Sorry for the long post but I'm really worried that my mudskipper is going to die of starvation soon. He's eaten virtually nothing for over a week, has anyone got any ideas?


----------



## hXcChic22 (Dec 26, 2009)

Maybe try putting anything you give him in the water instead of the dry land? We have two African mudskippers and they enjoy eating feeder guppies, flake, live brine shrimp, and live crickets. They are attracted to movement in the water from what I can tell, more so than food just laying on the land part of their tank.


----------



## girlybags (Aug 31, 2011)

hXcChic22 said:


> Maybe try putting anything you give him in the water instead of the dry land? We have two African mudskippers and they enjoy eating feeder guppies, flake, live brine shrimp, and live crickets. They are attracted to movement in the water from what I can tell, more so than food just laying on the land part of their tank.


Thanks for the reply but I have been trying that as well and it seems to make no difference whatsoever  I haven't tried anything live as yet as I can't get hold of live blood/blackworms and as the pet shop guy was feeding frozen I think he would be used to non-moving food... Any more suggestions? Anybody??


----------



## girlybags (Aug 31, 2011)

Ok, now this mudskipper has gone a week without food, I'm guessing he'll die of starvation soon, can't anybody help???


----------



## hXcChic22 (Dec 26, 2009)

Can you not get live crickets anywhere? They're worth a try.


----------



## girlybags (Aug 31, 2011)

hXcChic22 said:


> Can you not get live crickets anywhere? They're worth a try.


Yeah, I'll get some tomorrow, everywhere will be shut now.
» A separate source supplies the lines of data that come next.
PR #185, opened 2017-01-23
Update documentation

JoostJM:
Add some additional references in GLRLM.
Fix some errors in documentation (old names, spelling errors).
Insert active links where documentation refers to other parts of the toolbox.
Add installation instructions for Windows.
Add documentation on some functions in imageoperations.

Update requirements.txt to use PyKwalify>=1.6.0, as this contains a fix for the bug which was breaking the output in jupyter. Remove hack around this bug in the helloRadiomics notebook example.

Move application of filters to `imageoperations` (instead of having two parts, one in `featureextractor`, one in `imageoperations`). Returns filtered image as part of a python generator. Apply changes to parts of pyradiomics that uses this functionality (mainly in `featureextractor.execute` and the helloFeatureClass examples).
N.B. This change causes the potential filters to have capitals in the name, similar to enabling individual features in a feature class. Changed the parameter schema accordingly.

cc @Radiomics/developers


README.md
```diff
@@ -102,3 +96,14 @@ This package is covered by the [3D Slicer License](LICENSE.txt).
...
 <sup>6</sup>Isomics
+
+### General references
+
+- HJWL Aerts, ER Velazquez, RTH Leijenaar, et al., "Decoding tumour phenotype by noninvasive imaging using a 
+  quantitative radiomics approach", vol. 5, Nat Communication, 2014. 
+  Available [here](http://www.nature.com/ncomms/2014/140603/ncomms5006/full/ncomms5006.html).
+  Specifically, the formulation of the individual feature calculation is covered in this 
+  [supplement](http://www.nature.com/ncomms/2014/140603/ncomms5006/extref/ncomms5006-s1.pdf).
+- Zwanenburg A, Leger S, Vallières M, Löck S., "Image biomarker standardisation initiative - feature definitions",
```
fedorov: Nice reference! How about we define correspondence between the pyradiomics features and the ones defined by this document?

JoostJM: Let's discuss it this Wednesday at the call.

JoostJM: @fedorov I made this reference slightly different in the first commit in this PR, let me know what you think of that version.

JoostJM: @hugo?

fedorov: @hugoaerts

radiomics/firstorder.py
```diff
@@ -283,10 +284,11 @@ def getUniformityFeatureValue(self):
     where a greater uniformity implies a greater heterogeneity or a
     greater range of discrete intensity values.
     """
+    eps = numpy.spacing(1)
 
     bins = imageoperations.getHistogram(self.binWidth, self.targetVoxelArray)[0]
     try:
-      bins = bins / (float(bins.sum()))
+      bins = bins / (float(bins.sum() + eps))
```
fedorov: I don't see how this is better than setting the result to NaN.

radiomics/imageoperations.py
```diff
@@ -248,7 +239,117 @@ def applyThreshold(inputImage, lowerThreshold, upperThreshold, insideValue=None,
   return tif.Execute(inputImage)
 
 
-def swt3(inputImage, wavelet="coif1", level=1, start_level=0):
+def applyFilterOriginal(inputImage, **kwargs):
```
fedorov: As a historical perspective, @hugoaerts specifically didn't like the word "filter" as applied to this kind of operations, and that is why the name of the module is `imageoperations`. I personally agree that "filter" is a more recognizable and conventionally used term.

JoostJM: I can change the signature of the name quite easily, but it'll have to be a signature in common for all filters and the original image. How about "get<filtername>Image"? This doesn't specify filter and as a bonus is quite like how we define the feature function signature...

radiomics/firstorder.py
JoostJM: Both approaches have merit in my opion. I propose to leave this like it is for now and address the issue in a next hangout call. I'd like to handle these situations in one way throughout the toolbox.

fedorov: I completely agree it should be handled uniformly, and also there should be some place in the documentation where the behavior is described. I personally prefer explicit NaN. I agree let's discuss at the next call.

radiomics/imageoperations.py
fedorov: Either way is fine with me, I just wanted to make sure Hugo is happy with the conventions, and they are consistent throughout the toolkit and documentation.

PR #190, opened 2017-02-10
Move getFeatureClasses and getInputImages to radiomics namespace

JoostJM:
Move the `getFeatureClasses` and `getInputImages` out of the RadiomicsFeaturesExtractor class and to the radiomics namespace.
This makes these functions more globally available (as it is also used in the testing, which does not necessarily use the featureextractor).

Additionally, add new parameter, "additionalInfo" (Boolean) to control wheter or not to append the extra information on the extraction to the output. This additional information is provided by the generalinfo.py module.

### DIFF
--- a/radiomics/__init__.py
+++ b/radiomics/__init__.py
@@ -4,7 +4,12 @@ if sys.version_info < (2, 6, 0):
   raise ImportError("pyradiomics > 0.9.7 requires python 2.6 or later")
 in_py3 = sys.version_info[0] > 2
 
+import pkgutil
+import inspect
+import os
 import logging
+
+from . import base, imageoperations
 
 
 def debug(debug_on=True):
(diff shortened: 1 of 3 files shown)


radiomics/__init__.py
```diff
@@ -32,6 +37,54 @@ def debug(debug_on=True):
...
+      attributes = inspect.getmembers(module, inspect.isclass)
+      for a in attributes:
+        if a[0].startswith('Radiomics'):
+          if base.RadiomicsFeaturesBase in inspect.getmro(a[1])[1:]:
+            _featureClasses[mod] = a[1]
+
+  return _featureClasses
+
+
+def getInputImages():
```
fedorov: To me this name is quite confusing. Wouldn't `getInputImageTypes` make more sense?

radiomics/featureextractor.py
```diff
@@ -420,38 +422,6 @@ def computeFeatures(self, image, mask, inputImageName, **kwargs):
 
     return featureVector
 
-  @classmethod
-  def getInputImageTypes(cls):
```
fedorov: Interesting - so it *was* `getInputImageTypes` before! :)

JoostJM: ;-) Let me revert it back then.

To be honest I'm reluctant to feed him crickets for a few reasons;

1. It's not something a mudskipper would eat in the wild
2. He was in the pet shop for 2 months according to the guy who owns it and he was perfectly happy taking frozen bloodworms and
3. I have no idea of how to store crickets or how to even get one out of the box without unleashing a whole load of them into my house 

However it's worth a try because I'm out of ideas and even though he seems perfectly happy (he sits on top of the filter watching what's going on through the glass, has an occasional dip and a wander over to the other side of the tank to sit on the sand and watch the fish in the tank next to his at night) and doesn't even seem particularly thin I doubt he can last much longer without food  I'll get some crickets in the morning and update if he eats any, fingers crossed!


----------



## Obsidian (May 20, 2007)

Chances are he can live longer without food than you would think. If the shop was keeping him in cooler water then I would try dropping the water temp. I would also get a piece of polystyrene like he is used to and drop that in there. Then I would gradually change him up to the appropriate temperature and eventually you can probably take the polystyrene back out. My guess is that it was too much of a change too quick and he's upset about it.

http://www.ultimate-exotics.com/amphibians/amphibious-fish/mudskipper-periophthalmus-barbarus.php


----------



## hXcChic22 (Dec 26, 2009)

It may not feed on crickets in the wild, per se, but unless you can provide him small crabs and such, he won't be eating his natural prey. We fishkeepers try to provide the best substitutes we can and hope for the best. 

If it turns out he likes them, get a small tank (like 2.5 gallon) with a screen lid and keep them in there with some egg carton, cricket quencher with gut load (gel water) and some marketed cricket food or instant oatmeal. 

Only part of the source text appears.